Activity:
Please tell how many of the lines below contain "updated", using only a number.

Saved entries
--------------------
PR #896, opened 2023-10-10
Update README.md

mzanner:
updated README to add reference to new Azure Quantum katas.

### DIFF
--- a/README.md
+++ b/README.md
@@ -1,6 +1,6 @@
 # Introduction
 
-*** We are modernizing the quantum katas experience.   Please visit https://quantum.microsoft.com/experience/quantum-katas to try the new online Azure Quantum katas experience, with integrated assistance from Copilot in Azure Quantum. ***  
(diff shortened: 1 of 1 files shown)


README.md
```diff
@@ -1,5 +1,7 @@
 # Introduction
 
+*** We are modernizing the quantum katas experience.   Please visit https://quantum.microsoft.com/experience/quantum-katas to try the new online Azure Quantum katas experience, with integrated assistance from Copilot in Azure Quantum. ***
```
tcNickolas, line 3: Three asterisks don't highlight the text. We want this to stand out, I'd recommend `>` in the beginning of the line (the note will look like the "Note that mybinder.org..." paragraph) or double asterisks (without spaces between them and text) to make it bold, or both

tcNickolas (changes requested):

mzanner (commented):
updated with recommended changes.

README.md
mzanner: updated per your recommendations!

tcNickolas (approved):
--------------------
Finished task:
3